Seems to look ok…. err..?;-)

So what can we learn? First of all, let’s find a photo that has a large number of inlinks (presumably – hopefully – the sum of favorites and comments…?) – we can use a filter to do this:

Finding the popular photos

Maybe one way to see what connects to popular nodes is to look at the Ego network? [See a much better way in the PS below…] Remove the previous filter to regain the whole graph, and we can have a play… Because I’ve loaded the data in as a directed graph (from comment to photo, or from favourite to photo, I don’t think a depth one ego search will work (because there are no links of depth 1 going away from the photo node.) But if we explore a little further, it seems that for some reason a depth 2 search works, which is handy… [UPDATE – I think I’d messed my settings up – seems to work fine with depth 1…]

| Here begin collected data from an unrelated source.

PR #3024, opened 2016-05-30
Add ACS (Action Code Script)

agwilt:
ACS is a compiled language for the ZDoom game engine. From the ZDoom wiki:
> ACS (Action Code Script) is the scripting language that was originally created for Hexen by Raven Software and has been greatly expanded by ZDoom.

**Examples on [GitHub](https://github.com/search?utf8=%E2%9C%93&q=extension%3Aacs+NOT+nothack&type=Code&ref=searchresults):**
- alexey-lysiuk/Realm667-AAA
- dptetc/membrance2
- wormt/bcc
- coelckers/gzdoom
- dptetc/PC96-Doom
- csnxs/retromaze
- csnxs/hydrogen
- StrikerMan780/shadow-mavericks-multi-purpose-mod
- neonplayer/Rop
- skylerdavidson/real-guns-hardcore
- agwilt/zdoom-insurrection
- rheit/zdoom
- rheit/acc <-- Well, that's the standard ACS compiler ..
- and so on

**File extension:** .acs

### DIFF
--- a/lib/linguist/languages.yml
+++ b/lib/linguist/languages.yml
@@ -36,10 +36,11 @@ ABAP:
 
 ACS:
   type: programming
-  color: "#D70000"
+  color: "#430000"
   extensions:
   - .acs
   ace_mode: c_cpp
+  tm_scope: none
 
 AGS Script:
   type: programming
--- a/lib/linguist/languages.yml
+++ b/lib/linguist/languages.yml
@@ -39,8 +39,7 @@ ACS:
   color: "#D70000"
   extensions:
   - .acs
-  tm_scope: none
-  ace_mode: text
+  ace_mode: c_cpp
 
 AGS Script:
   type: programming
--- a/lib/linguist/languages.yml
+++ b/lib/linguist/languages.yml
@@ -34,6 +34,14 @@ ABAP:
   - .abap
   ace_mode: abap
 
+ACS:
+  type: programming
+  color: "#D70000"
+  extensions:
+  - .acs
+  tm_scope: none
+  ace_mode: text
+
 AGS Script:
   type: programming
   color: "#B9D9FF"
--- a/samples/ACS/movement.acs
+++ b/samples/ACS/movement.acs
@@ -1,0 +1,75 @@
+#library "movement"
+#include "zcommon.acs"
+
+int leanleft = 0;
+int leanright = 0;
+int x;
+int y;
+int z;
+int PlayerInput;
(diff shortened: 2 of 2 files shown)


arfon:
Thanks for opening this Pull Request @agwilt. I'm trying to figure out if there are any other files using the `.acs` extension - is [this file](https://github.com/fingolfin/gap-osx-binary/blob/b7ea78241904c5eb6d3726fb1ee627b48592e1c0/lib/gap/small/id3/id8.acs) Action Code Script too?

agwilt:
Oh, good point. That doesn't seem to be ACS. But the .acs extension doesn't seem to generally apply to that type of file, as they are all named things like id8.acs, id8.abm, id8.bn, etc.

arfon:
> Oh, good point. That doesn't seem to be ACS. But the .acs extension obviously doesn't generally apply to that type of file, as they are all named things like id8.acs, id8.abm, id8.bn, etc.

The issue here is that as `ACS` is the first language to define `.acs` as a valid extension, that means that as currently implemented in this Pull Request *all* `.acs` files on GitHub will be classified as `ACS` by Linguist (which isn't what we want to do).

This isn't a show-stopper but it does mean that before we can consider merging this Pull Request we're going to have to audit what other languages are using the extension (e.g. I found some examples that were XML) and add `.acs` to those language definitions too.

@agwilt - if you're willing to do this that would make this process go significantly faster than if on of the core maintainers has to do this!

pchaigno:
Using [this github.com search](https://github.com/search?utf8=%E2%9C%93&q=extension%3Aacs+Script&type=Code&ref=searchresults), I found 135 ACS repositories by 90 different users. It's not much for a conflicting file extension. @arfon Should we wait for a greater adoption of ACS on github.com?

arfon:
> Using this github.com search, I found 135 ACS repositories by 90 different users. It's not much for a conflicting file extension. @arfon Should we wait for a greater adoption of ACS on github.com?

I think we should let this one sit for a while. This is lower than the required limits in our contributing guidelines.

agwilt:
OK, that probably makes sense ...

Also, telling linguist that it's C results in sensible code highlighting.

pchaigno:
Great to hear that you found a temporary solution!

I'm closing this pull request. Don't hesitate to reopen (or open a new pull request) when you think ACS has reached the requirement in-the-wild adoption (hundreds of repositories).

Gephi - looking at comments and faves round a photo

We can also use the data table to look at the list of comment and favourite IDs.

Okay, that’s enough for now… what have we done?

– loaded simple edge connection data (simple pairs – comment to photo, for example) into gephi using csv; I used a directed edge to distinguish between photos and annotations.
– added one graph to another: we started with comment data then added the favourite data in on top; in order to view the new data, it’s probably best to run the in/out degree statistic over the combined data set just to be sure you’re not looking at just comment or favourite inlink stats;
– spotted which photos are popular based on combined favourite and comment views, and then used (abused?) the Ego filter to see which comments and favourites were associated with an image. If we’d used undirected edges, the Ego filter might have worked at depth 1?

And what comes to mind next? Firstly, it would be useful to render 2 dimensions of data, for example, colour to show the number of favourites and node size to show the number of comments. (I’m not sure how to do this? Could we maybe label/colour the edges and get a count based on that? OR maybe fudge it, having inlinks for comments and outlinks for faves?) Secondly, we need to start bringing in personal data – who uploaded which photo, who made which comment, and start to explore how active individuals are. But that’s all for another day…

PS following a comment by Alan Cann, I realised that because the graph is largely disjoint – there are separate clusters for each photo, that is only linked to by favourites and comments, with each favourite and comment only linking to one photo – if we run the modularity statistic we get a modularity close to 1 and with clusters around each image:

Modularity classes/partiions

If we expand one of the classes, we can see the photo at the centre and the favourites and comments that (I think) apply to it:

Expanding a class

This seems plausible – that the modularity stat identifies the disjoint bits of graph? I wonder if there is a tool that will definitely and only split the graph into disjoint partitions?